= Assignment =
From the records below, determine the number of lines containing "CopyToWorkspaceRoot". Output that number alone.

Saved data entries:
* * * *
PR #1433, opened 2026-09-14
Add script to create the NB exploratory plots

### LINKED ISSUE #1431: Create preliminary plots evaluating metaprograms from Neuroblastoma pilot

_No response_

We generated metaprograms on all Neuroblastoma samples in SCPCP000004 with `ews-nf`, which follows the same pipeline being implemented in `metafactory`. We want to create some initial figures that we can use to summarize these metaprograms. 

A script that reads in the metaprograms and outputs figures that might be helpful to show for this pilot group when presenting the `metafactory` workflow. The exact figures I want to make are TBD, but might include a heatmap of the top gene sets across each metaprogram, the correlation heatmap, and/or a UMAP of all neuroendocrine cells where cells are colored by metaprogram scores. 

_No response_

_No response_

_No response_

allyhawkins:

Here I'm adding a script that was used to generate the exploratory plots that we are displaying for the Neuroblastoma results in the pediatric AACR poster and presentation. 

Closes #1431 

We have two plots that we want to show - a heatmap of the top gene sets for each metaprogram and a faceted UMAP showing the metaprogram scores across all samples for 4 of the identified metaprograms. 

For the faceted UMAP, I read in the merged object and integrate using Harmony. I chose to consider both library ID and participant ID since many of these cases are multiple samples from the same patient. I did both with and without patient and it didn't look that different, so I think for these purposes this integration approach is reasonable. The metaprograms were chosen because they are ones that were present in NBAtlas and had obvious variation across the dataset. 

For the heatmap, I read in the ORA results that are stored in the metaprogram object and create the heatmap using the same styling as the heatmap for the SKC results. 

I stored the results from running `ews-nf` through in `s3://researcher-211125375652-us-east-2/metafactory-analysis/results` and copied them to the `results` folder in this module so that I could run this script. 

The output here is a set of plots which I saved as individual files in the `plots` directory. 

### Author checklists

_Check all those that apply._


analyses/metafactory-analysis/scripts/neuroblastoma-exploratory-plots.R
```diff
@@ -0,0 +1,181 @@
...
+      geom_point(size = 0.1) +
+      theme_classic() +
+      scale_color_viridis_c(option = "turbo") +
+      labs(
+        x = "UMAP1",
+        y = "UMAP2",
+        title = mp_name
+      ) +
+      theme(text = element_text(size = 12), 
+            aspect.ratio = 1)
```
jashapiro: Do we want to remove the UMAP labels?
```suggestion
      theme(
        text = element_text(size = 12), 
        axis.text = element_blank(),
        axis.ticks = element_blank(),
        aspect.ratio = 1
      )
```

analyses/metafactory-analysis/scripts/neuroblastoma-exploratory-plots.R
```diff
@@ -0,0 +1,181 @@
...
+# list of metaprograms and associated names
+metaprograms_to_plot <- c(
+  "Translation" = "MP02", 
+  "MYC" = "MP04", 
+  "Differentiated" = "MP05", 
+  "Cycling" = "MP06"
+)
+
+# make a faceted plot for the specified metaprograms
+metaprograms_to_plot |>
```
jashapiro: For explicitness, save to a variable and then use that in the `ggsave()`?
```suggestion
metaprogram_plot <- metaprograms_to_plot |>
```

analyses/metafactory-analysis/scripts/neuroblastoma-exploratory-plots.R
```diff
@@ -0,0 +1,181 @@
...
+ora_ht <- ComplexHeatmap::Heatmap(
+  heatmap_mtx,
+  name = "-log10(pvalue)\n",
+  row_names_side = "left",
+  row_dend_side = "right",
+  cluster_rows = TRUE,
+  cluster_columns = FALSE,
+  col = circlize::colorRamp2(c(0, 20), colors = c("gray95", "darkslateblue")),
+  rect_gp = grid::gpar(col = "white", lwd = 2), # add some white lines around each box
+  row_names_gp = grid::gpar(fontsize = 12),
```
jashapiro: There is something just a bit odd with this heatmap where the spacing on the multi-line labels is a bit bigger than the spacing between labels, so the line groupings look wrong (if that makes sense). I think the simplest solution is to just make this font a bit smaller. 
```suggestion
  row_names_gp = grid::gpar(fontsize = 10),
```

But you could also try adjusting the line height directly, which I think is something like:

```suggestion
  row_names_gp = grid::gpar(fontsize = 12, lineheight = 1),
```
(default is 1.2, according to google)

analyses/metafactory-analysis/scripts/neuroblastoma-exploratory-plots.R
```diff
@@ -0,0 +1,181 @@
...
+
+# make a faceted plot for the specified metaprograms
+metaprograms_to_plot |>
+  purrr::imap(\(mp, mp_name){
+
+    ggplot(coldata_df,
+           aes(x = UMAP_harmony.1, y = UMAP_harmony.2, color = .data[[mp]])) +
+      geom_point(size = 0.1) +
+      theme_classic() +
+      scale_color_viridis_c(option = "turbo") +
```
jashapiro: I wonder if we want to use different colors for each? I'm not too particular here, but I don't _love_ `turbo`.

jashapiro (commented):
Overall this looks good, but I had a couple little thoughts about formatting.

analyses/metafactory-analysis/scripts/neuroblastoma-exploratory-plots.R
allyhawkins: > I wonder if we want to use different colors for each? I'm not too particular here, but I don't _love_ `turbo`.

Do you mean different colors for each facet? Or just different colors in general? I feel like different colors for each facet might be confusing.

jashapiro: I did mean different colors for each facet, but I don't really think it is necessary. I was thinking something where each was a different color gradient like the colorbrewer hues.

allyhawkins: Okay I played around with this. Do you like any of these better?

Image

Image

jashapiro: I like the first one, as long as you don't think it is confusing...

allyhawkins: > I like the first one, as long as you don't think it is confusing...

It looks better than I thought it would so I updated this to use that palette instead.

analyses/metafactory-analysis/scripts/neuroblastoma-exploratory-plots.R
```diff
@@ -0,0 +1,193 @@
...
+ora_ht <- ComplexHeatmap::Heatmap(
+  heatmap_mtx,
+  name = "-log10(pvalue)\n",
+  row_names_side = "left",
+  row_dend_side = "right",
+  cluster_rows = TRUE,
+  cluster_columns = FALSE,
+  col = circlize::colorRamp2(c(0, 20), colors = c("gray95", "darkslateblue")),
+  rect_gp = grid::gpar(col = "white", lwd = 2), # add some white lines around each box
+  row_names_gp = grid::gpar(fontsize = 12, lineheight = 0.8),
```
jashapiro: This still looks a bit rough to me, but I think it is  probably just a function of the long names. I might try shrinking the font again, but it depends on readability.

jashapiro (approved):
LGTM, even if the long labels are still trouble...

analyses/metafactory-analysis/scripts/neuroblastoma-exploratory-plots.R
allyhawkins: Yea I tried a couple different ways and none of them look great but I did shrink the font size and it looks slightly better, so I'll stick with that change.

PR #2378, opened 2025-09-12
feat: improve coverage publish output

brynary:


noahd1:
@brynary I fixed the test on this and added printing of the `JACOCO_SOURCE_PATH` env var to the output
* * * *
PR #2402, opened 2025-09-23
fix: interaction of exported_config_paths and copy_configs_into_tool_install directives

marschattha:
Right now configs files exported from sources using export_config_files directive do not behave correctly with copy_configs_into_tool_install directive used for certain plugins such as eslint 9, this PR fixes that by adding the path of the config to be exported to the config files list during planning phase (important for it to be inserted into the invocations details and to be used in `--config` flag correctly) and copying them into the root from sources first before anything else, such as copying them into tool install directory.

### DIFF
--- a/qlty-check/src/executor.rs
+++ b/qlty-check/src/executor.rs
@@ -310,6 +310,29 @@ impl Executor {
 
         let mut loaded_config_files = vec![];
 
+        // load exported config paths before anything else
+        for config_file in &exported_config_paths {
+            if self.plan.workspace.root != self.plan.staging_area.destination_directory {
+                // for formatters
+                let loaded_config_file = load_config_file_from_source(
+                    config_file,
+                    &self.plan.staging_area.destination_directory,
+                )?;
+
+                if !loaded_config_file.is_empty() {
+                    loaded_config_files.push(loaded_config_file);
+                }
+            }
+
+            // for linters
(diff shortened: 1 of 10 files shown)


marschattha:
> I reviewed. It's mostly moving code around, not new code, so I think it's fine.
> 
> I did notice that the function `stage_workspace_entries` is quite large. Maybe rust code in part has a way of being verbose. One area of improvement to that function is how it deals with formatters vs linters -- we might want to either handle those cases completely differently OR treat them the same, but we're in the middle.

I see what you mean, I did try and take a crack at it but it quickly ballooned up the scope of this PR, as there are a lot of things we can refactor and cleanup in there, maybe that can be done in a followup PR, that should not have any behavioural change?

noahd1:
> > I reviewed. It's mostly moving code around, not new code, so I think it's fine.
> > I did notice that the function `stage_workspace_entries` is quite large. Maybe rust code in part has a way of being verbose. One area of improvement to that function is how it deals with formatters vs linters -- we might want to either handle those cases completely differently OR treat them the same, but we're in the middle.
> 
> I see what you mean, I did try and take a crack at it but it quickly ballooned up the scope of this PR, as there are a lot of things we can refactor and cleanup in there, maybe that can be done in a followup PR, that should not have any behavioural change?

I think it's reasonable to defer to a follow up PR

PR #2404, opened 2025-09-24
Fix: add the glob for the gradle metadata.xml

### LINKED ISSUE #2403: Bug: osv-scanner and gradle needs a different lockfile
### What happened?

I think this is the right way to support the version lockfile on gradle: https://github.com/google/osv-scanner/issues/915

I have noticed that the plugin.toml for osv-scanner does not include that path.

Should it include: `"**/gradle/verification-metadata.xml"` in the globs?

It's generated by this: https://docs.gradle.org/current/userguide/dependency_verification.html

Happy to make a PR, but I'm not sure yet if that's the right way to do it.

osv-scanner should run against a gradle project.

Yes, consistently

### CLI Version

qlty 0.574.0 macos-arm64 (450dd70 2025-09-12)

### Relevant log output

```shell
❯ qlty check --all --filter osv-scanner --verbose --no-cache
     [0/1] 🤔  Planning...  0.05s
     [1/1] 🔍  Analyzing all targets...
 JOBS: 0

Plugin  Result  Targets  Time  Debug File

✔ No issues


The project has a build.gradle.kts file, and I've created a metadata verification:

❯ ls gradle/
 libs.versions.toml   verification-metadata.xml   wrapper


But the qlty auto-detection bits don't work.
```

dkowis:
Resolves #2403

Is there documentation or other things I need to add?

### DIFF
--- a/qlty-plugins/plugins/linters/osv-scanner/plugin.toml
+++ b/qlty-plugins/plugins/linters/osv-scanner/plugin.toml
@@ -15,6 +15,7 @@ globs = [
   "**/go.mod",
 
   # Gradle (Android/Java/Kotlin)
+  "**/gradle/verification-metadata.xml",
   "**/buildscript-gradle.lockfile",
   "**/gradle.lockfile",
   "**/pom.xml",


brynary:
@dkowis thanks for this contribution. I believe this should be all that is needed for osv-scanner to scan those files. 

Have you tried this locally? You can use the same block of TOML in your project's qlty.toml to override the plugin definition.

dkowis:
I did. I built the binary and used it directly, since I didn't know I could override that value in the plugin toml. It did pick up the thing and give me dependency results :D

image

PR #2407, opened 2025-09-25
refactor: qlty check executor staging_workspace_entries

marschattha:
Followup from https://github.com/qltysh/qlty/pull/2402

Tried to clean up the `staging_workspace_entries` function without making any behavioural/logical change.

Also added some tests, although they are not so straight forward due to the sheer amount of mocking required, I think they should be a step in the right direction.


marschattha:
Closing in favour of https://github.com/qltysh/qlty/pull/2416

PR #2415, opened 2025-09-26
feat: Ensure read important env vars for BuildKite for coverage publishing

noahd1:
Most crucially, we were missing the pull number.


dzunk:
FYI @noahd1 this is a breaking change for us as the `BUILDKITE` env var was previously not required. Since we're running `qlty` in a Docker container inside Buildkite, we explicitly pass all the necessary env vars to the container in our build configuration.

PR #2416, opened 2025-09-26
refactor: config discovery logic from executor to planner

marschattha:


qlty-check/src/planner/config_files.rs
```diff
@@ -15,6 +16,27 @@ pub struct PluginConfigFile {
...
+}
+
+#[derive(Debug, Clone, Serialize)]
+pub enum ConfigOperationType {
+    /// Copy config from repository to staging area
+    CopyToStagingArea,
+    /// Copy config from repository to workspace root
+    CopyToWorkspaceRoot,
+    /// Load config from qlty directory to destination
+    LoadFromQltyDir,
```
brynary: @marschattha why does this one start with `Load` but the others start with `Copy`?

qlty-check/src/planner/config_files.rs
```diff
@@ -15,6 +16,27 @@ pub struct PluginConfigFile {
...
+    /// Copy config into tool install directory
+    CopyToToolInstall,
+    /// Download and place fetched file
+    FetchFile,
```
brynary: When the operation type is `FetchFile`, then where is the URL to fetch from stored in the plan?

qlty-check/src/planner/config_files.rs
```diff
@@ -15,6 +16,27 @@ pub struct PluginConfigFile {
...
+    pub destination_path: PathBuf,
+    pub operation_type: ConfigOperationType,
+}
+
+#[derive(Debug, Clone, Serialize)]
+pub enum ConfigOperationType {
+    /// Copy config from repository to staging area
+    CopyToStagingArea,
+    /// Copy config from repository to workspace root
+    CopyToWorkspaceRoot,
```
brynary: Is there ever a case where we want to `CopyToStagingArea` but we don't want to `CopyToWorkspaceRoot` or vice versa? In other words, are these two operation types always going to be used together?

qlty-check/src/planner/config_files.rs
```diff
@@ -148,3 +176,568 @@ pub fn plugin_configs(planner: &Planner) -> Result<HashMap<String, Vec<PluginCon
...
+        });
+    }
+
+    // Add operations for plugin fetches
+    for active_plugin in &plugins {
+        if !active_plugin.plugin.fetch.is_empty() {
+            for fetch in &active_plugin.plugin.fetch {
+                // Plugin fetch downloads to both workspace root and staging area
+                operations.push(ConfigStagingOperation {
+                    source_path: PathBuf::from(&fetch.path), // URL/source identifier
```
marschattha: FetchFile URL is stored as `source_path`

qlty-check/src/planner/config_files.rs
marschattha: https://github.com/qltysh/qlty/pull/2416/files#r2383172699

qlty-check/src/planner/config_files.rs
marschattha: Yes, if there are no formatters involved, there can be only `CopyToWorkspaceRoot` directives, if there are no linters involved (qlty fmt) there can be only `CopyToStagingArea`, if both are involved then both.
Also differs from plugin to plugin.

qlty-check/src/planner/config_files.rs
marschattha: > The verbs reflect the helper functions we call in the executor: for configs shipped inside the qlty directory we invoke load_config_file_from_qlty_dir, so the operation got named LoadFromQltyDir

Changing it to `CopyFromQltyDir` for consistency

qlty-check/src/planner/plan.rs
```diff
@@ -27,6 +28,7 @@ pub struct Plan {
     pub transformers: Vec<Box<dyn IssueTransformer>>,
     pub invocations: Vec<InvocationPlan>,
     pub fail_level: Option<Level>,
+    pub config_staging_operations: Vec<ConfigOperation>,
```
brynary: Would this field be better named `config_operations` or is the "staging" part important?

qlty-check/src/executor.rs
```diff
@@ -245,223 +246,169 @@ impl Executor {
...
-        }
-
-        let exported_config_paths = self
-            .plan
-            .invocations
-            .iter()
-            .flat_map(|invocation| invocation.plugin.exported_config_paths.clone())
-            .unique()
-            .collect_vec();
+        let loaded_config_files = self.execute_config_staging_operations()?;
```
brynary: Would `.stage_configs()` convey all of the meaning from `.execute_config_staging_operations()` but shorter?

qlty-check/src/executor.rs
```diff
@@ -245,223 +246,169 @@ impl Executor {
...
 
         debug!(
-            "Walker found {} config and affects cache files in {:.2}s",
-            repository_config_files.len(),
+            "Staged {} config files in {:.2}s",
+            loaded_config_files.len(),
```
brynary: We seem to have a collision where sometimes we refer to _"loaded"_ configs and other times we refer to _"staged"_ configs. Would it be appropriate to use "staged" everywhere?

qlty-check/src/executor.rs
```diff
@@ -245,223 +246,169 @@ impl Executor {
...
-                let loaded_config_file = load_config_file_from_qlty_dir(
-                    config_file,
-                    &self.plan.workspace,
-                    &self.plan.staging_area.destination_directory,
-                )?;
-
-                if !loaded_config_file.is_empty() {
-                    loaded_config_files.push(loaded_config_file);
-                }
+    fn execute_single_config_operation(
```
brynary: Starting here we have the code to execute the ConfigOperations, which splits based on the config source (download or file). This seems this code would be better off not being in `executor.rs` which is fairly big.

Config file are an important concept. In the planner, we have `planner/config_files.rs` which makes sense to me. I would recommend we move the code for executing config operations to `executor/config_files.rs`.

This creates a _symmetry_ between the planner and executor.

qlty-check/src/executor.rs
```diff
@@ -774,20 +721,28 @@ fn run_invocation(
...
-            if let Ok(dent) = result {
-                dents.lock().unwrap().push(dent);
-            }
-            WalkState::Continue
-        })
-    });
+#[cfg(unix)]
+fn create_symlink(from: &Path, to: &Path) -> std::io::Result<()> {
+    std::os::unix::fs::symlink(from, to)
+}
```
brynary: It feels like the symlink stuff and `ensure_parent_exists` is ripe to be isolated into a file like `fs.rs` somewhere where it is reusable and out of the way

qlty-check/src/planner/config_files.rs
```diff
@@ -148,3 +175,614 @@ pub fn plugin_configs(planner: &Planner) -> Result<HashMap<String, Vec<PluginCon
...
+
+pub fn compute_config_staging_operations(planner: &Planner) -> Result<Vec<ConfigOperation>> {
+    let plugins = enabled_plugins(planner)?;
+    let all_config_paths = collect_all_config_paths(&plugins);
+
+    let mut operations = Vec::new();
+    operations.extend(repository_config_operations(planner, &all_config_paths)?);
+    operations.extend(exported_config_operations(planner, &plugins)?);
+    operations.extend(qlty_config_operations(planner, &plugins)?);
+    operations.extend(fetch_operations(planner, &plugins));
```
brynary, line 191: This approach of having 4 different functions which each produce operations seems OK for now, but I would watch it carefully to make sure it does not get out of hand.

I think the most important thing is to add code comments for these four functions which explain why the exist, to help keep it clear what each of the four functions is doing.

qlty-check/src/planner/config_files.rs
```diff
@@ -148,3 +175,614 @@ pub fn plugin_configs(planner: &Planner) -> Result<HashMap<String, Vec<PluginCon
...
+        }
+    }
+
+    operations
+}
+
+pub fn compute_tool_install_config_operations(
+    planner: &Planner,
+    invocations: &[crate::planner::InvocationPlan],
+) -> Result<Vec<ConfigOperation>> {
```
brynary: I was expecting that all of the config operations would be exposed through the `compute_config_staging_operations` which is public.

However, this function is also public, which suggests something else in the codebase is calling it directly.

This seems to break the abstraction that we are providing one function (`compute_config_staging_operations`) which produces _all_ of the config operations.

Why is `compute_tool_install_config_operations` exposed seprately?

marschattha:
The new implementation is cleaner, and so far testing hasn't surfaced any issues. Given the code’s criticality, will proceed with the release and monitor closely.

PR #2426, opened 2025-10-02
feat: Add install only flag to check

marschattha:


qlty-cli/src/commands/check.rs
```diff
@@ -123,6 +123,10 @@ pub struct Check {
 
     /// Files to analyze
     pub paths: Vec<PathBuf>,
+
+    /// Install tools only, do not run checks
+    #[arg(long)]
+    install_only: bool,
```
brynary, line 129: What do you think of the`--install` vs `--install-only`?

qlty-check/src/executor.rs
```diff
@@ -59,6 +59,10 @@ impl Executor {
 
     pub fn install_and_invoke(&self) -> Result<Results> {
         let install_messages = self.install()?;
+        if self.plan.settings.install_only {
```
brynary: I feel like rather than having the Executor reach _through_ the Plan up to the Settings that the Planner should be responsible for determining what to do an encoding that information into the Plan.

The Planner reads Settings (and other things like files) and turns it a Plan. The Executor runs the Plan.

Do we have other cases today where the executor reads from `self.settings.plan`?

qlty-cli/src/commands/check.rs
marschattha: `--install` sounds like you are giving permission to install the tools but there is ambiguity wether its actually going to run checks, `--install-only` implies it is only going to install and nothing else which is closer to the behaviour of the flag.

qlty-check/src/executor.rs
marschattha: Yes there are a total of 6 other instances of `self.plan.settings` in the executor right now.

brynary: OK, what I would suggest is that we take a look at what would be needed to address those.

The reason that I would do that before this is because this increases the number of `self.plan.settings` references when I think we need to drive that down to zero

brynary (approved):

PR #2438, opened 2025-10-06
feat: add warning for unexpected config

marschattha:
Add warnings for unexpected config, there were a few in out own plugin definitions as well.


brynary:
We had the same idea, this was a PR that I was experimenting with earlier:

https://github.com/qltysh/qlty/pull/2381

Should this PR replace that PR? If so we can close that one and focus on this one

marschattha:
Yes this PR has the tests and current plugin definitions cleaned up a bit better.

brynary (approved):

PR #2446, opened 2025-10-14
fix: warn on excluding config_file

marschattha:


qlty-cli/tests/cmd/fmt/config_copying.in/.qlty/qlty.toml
* * * *
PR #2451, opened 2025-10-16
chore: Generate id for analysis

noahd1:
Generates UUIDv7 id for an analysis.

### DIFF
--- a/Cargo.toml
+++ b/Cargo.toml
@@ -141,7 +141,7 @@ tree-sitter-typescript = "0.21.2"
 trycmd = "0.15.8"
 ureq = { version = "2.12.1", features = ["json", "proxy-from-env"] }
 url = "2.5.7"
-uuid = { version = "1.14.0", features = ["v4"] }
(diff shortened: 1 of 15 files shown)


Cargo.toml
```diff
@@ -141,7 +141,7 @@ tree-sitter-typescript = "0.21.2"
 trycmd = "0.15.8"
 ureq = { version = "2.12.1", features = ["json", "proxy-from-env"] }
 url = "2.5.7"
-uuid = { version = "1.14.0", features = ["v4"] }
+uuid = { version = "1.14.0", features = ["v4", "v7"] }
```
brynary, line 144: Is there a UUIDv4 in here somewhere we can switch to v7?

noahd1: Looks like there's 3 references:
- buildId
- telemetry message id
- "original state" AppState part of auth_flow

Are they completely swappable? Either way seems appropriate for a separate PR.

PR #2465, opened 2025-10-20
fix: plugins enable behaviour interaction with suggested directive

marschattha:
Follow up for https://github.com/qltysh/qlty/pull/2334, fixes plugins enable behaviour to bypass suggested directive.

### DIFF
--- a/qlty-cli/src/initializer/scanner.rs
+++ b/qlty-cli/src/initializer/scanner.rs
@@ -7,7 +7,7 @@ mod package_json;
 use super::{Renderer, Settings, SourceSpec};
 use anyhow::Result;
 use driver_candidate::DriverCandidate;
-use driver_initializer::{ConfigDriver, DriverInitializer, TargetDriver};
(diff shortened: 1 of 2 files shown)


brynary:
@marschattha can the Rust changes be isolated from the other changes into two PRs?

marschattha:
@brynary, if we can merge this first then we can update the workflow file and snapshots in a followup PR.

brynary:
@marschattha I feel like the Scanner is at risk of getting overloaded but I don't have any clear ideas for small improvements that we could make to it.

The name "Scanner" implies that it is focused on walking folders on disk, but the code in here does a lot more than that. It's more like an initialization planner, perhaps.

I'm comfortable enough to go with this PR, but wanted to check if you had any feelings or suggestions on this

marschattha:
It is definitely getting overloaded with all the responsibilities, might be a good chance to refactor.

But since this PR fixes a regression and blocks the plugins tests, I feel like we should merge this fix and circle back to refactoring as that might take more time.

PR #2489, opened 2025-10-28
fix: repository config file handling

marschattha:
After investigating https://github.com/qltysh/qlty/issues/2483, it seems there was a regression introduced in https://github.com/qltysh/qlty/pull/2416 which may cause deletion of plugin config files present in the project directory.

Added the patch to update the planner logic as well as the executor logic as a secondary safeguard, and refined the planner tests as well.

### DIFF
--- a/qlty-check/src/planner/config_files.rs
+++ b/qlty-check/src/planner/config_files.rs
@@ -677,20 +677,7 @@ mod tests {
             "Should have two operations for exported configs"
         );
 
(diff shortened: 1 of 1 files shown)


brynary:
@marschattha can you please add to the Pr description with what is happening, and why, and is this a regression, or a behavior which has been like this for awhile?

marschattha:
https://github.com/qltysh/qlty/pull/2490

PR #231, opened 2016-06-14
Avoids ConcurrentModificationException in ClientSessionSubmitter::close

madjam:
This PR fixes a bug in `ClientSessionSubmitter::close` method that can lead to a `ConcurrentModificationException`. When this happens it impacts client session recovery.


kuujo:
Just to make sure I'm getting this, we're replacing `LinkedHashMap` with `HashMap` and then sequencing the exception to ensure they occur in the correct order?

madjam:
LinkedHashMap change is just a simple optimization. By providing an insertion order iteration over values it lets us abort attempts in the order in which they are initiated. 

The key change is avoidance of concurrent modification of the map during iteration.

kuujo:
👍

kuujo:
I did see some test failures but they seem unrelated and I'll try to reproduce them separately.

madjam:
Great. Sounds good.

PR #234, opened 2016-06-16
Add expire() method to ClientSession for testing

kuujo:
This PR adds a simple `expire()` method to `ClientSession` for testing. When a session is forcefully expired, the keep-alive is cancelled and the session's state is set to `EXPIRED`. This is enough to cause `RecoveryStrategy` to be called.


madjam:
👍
* * * *
= Solution to this task =
4